Bead Loading zum Einbringen von Nukleinsäuren in adhärente kultivierte Zellen: Eine Technik zum Laden von fluoreszierenden Protein-kodierenden Plasmiden in adhärente Säugetierzellen

Beginnen Sie mit einer Kultur von anhaftenden Säugetierzellen in einer Kulturplatte. Übertragen Sie sterilisierte, alkalibehandelte, mikrometergroße Glasperlen in die Kammer einer kundenspezifischen Bead-Loader-Vorrichtung. Decken Sie die Kammeröffnung mit einem Netz mit Öffnungen in optimaler Größe ab, damit die Perlen während des Ladevorgangs passieren können. Sichern Sie das Netz mit einer Bildgebungskammer.

Entfernen Sie das Medium von der Platte. Pipettieren Sie eine Suspension von fluoreszierender Reporterprotein-kodierender Plasmid-DNA in die Platte, um sie gleichmäßig über die Zellen zu verteilen. Mit dem Bead-Loader-Gerät wird eine Monoschicht aus Glasperlen vorsichtig auf die Zellen verteilt. Klopfen Sie mit passender Kraft kurz auf die Kulturplatte.

Die Glaskügelchen rollen kurz auf die adhärenten Zellen, während sie durch die Alkalibehandlung weniger an den Zellen haften. Der Aufprall von Kollisionen zwischen Kügelchen und Zellen überträgt eine angemessene Spannung, die zu lokalisierten Störungen in den Zellmembranen führt. Diese gebildeten transienten Poren von kleinen Abmessungen erleichtern die Aufnahme von Plasmid-DNA in die Zellen und verhindern gleichzeitig das Eindringen großer Kügelchen.

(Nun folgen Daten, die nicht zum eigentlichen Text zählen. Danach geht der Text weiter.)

PR #417, opened 2019-07-05
Do not fail `GitMirrorAuthTest` when failed to load an SSH key

trustin:
Motivation:

- A contributor might see `GitMirrorAuthTest` fails if he or she has
  an SSH key which cannot be loaded by jSch.
- Even if a contributor specified correct System properties,
  `GitMirrorAuthTest` will not test anything because `main` repository,
  the mirror destination, does not exist.

Modifications:

- Do not fail `GitMirrorAuthTest` if jSch failed to load an SSH key.
- Create the `main` repository before running a mirroring test to make
  sure `GitMirrorAuthTest` attempts to mirror.

Result:

- Build stability
- A contributor can test Git authentication (if configured as documented)


trustin:
Thanks for reviewing :smile:

PR #418, opened 2019-07-10
Fix API links in the web site

trustin:
Motivation:

At some point in the past, `:api:` and `:apiplural:` roles stopped to
work.

Modification:

- Do not monkey-patch `HTMLTranslator`.
- Define a node properly.

Result:

- API links are back.


trustin:
Basically same fix with Armeria's

PR #422, opened 2019-07-23
Fix XSS on a search feature

ikhoon:
Motivation:
XSS issue was reported by Line Security Team

Modifications:
* Encode html on error notification message.
* Invalid search query returns `Bad Request` instead of `Internal Server Error`.
* Replace `jGitRepository` into `parent.name() + '/' + name`
  to prevent exposure of a full file system path on the error message.

Result:
Enhanced security

### DIFF
--- a/site/src/sphinx/known-issues.rst
+++ b/site/src/sphinx/known-issues.rst
@@ -17,3 +17,18 @@ Known issues
   - Consider enforcing network-level access control over Thrift calls.
   - Note that the Thrift RPC layer is left only for backward compatibility, and will be removed in the future,
     in favor of the REST API.
+
+Previously known issues
+-----------------------
+- DOM based, Cross-site Scripting (XSS) was found in Central Dogma.
+  An attacker could exploit this by convincing an authenticated user to visit a specifically crafted URL on a CentralDogma server,
+  allowing for the execution of arbitrary scripts on the client-side browser, resulting to perform unauthorized actions.
+
+  - This issue affects: Central Dogma artifacts from 0.17.0 to 0.40.1.
+  - The impact: Attacker is able to have victim execute arbitrary JavaScript code in the browser.
+  - The component: Notification feature
+  - The attack vector: Victim must open a specifically crafted URL.
+  - The fixed version: 0.41.0 and later.
+  - Please check `CVE-2019-6002 <https://cve.mitre.org/cgi-bin/cvename.cgi?name=CVE-2019-6002>`_ to get more information.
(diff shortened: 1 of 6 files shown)


stypr:
I think `ngSanitize` is good enough as a quick fix.
But as I mentioned earlier, It would be better off to encode the text from the notification message itself.

This patch can still load image tags, but seems to filter out harmful attributes well. Also, it blocks `/`, therefore not able to load external domain

For example: https://centraldogma/#/projects/a'%22%3E%3Cimg%20src=1%3E

ikhoon:
@stypr [The notification UI library](https://github.com/alexcrack/angular-ui-notification#usage) we are using is able to embed HTML. I just tried to remove harm tag from HTML on error display to keep the flexibility of HTML. 
But I agree that sanitized HTML is still dangerous. I will fix it to encode all the notification text.

stypr:
Code seems good to go. Built and tested it too.
Test Code seems to work fine now. malicious tag is not rendered anymore.

ikhoon:
@stypr Thank for fast reviewing and feedback. 
As we talked in slack chat, unfortunately, we don’t have test codes and suits for frontend yet. If you need unit test code for this, it takes time to set up that.

The frontend is made of angular 1 which is under LTS, not actively developed anymore. 
We have a plan to migrate front end into a modern framework stack. With the migration, we will set up the front end tests.

stypr:
> As we have talked in slack chat, unfortunately, we don’t have test codes and suits for frontend yet. Thanks for the manual test.

For now, I think it should be ok to approach with the current process. we can decide later about making test cases for frontend side.

site/src/sphinx/known-issues.rst
```diff
@@ -17,3 +19,11 @@ Known issues
...
   - Note that the Thrift RPC layer is left only for backward compatibility, and will be removed in the future,
     in favor of the REST API.
+
+Previously known issues
+=======================
+- A Reflected Cross-site Scripting (XSS) vulnerability
+
+  - A Search feature of Central Dogma allows remote attacker to perform unauthorized actions.
+    This issue affects: Central Dogma 0.17.0 version 0.40.1 and prior versions.
+    Please check `CVE-2009-6002`_ to get more information.
```
trustin: Because the link will be used only once, you could just do an inline reference:

    `CVE-2009-6002 <https:....>`_

ikhoon: Thanks!

stypr: I think there is a typo. 

`CVE-2009-`  -> `CVE-2019`

ikhoon: fixed

PR #427, opened 2019-08-02
Update Git-to-CD mirroring documentation about private key

trustin:
Motivation:

In its recent version, OpenSSH does not generate an RSA key in PEM
format by default. The key pair generated with the default settings are
not recognized by JSch, causing a mysterious `invalid privatekey` error.

Modifications:

- Update the documentation to state that the private key must be an RSA
  key in PEM format and to show some useful commands for conversion and
  generation.

Result:

- A user does not get confused by the non-RSA PEM keypair he or she
  generated.

### DIFF
--- a/site/src/sphinx/mirroring.rst
+++ b/site/src/sphinx/mirroring.rst
@@ -162,24 +162,40 @@ repositories defined in ``/mirrors.json``:
 
 - ``publicKey`` (string)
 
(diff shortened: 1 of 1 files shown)


trustin:
Preview:

image

trustin:
Thanks for reviewing.

PR #431, opened 2019-08-21
Update dependencies

trustin:
- Armeria 0.90.2 -> 0.90.3
- JCommander 1.72 -> 1.75
- Build
  - Gradle 5.5.1 -> 5.6
  - gradle-docker-plugin 4.10.0 -> 5.0.0

### DIFF
--- a/gradle/wrapper/gradle-wrapper.properties
+++ b/gradle/wrapper/gradle-wrapper.properties
@@ -1,6 +1,5 @@
 distributionBase=GRADLE_USER_HOME
 distributionPath=wrapper/dists
-distributionUrl=https\://services.gradle.org/distributions/gradle-5.5.1-all.zip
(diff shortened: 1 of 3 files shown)


gradle/wrapper/gradle-wrapper.properties
```diff
@@ -1,6 +1,5 @@
 distributionBase=GRADLE_USER_HOME
 distributionPath=wrapper/dists
-distributionUrl=https\://services.gradle.org/distributions/gradle-5.5.1-all.zip
-distributionSha256Sum=6c4276f97c9059ef4dfb06cc7325c43ed9b933ab04f032e9d9372e8589cb6faf
```
minwoox: Dont need this?

trustin: Nice to have, but I got tired of adding it manually on every version up. Perhaps it's enough to use HTTPS?

minwoox: Yes I think so :)

PR #864, opened 2023-08-21
Update cron-utils to 9.2.1

minwoox:
I'm not sure why we haven't upgrade cron-utils to the latest. There's no reason not to upgrade it.

cron-utils: 5.0.5 -> 9.2.1


server/src/main/java/com/linecorp/centraldogma/server/internal/mirror/AbstractMirror.java
```diff
@@ -98,9 +101,14 @@ public final ZonedDateTime nextExecutionTime(ZonedDateTime lastExecutionTime) {
...
-        final ZonedDateTime next =
-                executionTime.nextExecution(lastExecutionTime.minus(jitterMillis, ChronoUnit.MILLIS));
-        return next.plus(jitterMillis, ChronoUnit.MILLIS);
+        final Optional<ZonedDateTime> next = executionTime.nextExecution(
+                lastExecutionTime.minus(jitterMillis, ChronoUnit.MILLIS));
+        if (next.isPresent()) {
+            return next.get().plus(jitterMillis, ChronoUnit.MILLIS);
+        }
+        throw new IllegalArgumentException(
+                "no next execution time for " + CRON_DESCRIPTOR.describe(schedule) + ", lastExecutionTime: " +
```
ikhoon, line 110: nit: Should we log `localRepo` as well to inform the errors to users.

ikhoon (approved):
Thanks!

ikhoon (approved):
Thanks!

server/src/main/java/com/linecorp/centraldogma/server/internal/mirror/AbstractMirror.java
ikhoon: Makes sense.

jrhee17 (approved):
Thanks! 👍 👍 👍 
I think this would be a good release to add monitoring dashboards for mirroring as well. I'll add this before this release

trustin (approved):
Thanks for keeping it up-to-date!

Während der Erholungsphase verschließt sich die Zellmembran wieder, wodurch die Integrität der Membran wiederhergestellt und die Plasmid-DNA eingeschlossen wird. Geben Sie Medien auf die Platte und saugen Sie vorsichtig sichtbare schwimmende Perlen von der Platte ab. Inkubieren Sie die Platte.

Erfolgreich transfizierte Zellen, die Plasmid-DNA enthalten, exprimieren die fluoreszierenden Reporterproteine, die unter einem Fluoreszenzmikroskop sichtbar gemacht werden können.

Entfernen Sie das Medium aus den Zellen und saugen Sie das gesamte Medium vorsichtig an den Rändern der Kammer an. Kippen Sie dann die Kammer in einem Winkel von etwa 45 Grad und entfernen Sie den restlichen Tropfen des Mediums aus der zentralen Mikrovertiefung. Pipettieren Sie die Bestückungslösung vorsichtig in die Mikrovertiefung des Glases in der Mitte der Kammer.

Verwenden Sie die Bead-Loading-Vorrichtung, um eine Monolage aus Glasperlen vorsichtig auf den Zellen zu dispergieren. Stellen Sie sicher, dass die Kügelchen die Zellen vollständig bedecken. Kneifen Sie die Kammer mit zwei Fingern zusammen. Heben Sie es etwa zwei Zentimeter an und bringen Sie es mit einer Kraft fest nach unten, die ungefähr dem Herunterfallen der Schüssel aus dieser Höhe entspricht.

Geben Sie das Medium vorsichtig zurück in die Kammer, indem Sie es langsam auf die Kunststoffseite der Kammer pipettieren. Aspirieren Sie alle schwebenden Kügelchen, ohne die Zellen zu stören. Die gesamte Beladung der Kügelchen sollte relativ schnell durchgeführt werden, damit die Zellen nicht austrocknen, wenn sie ohne Medium sind. Inkubieren Sie die Zellen dann für 0,5 bis 2 Stunden im Inkubator.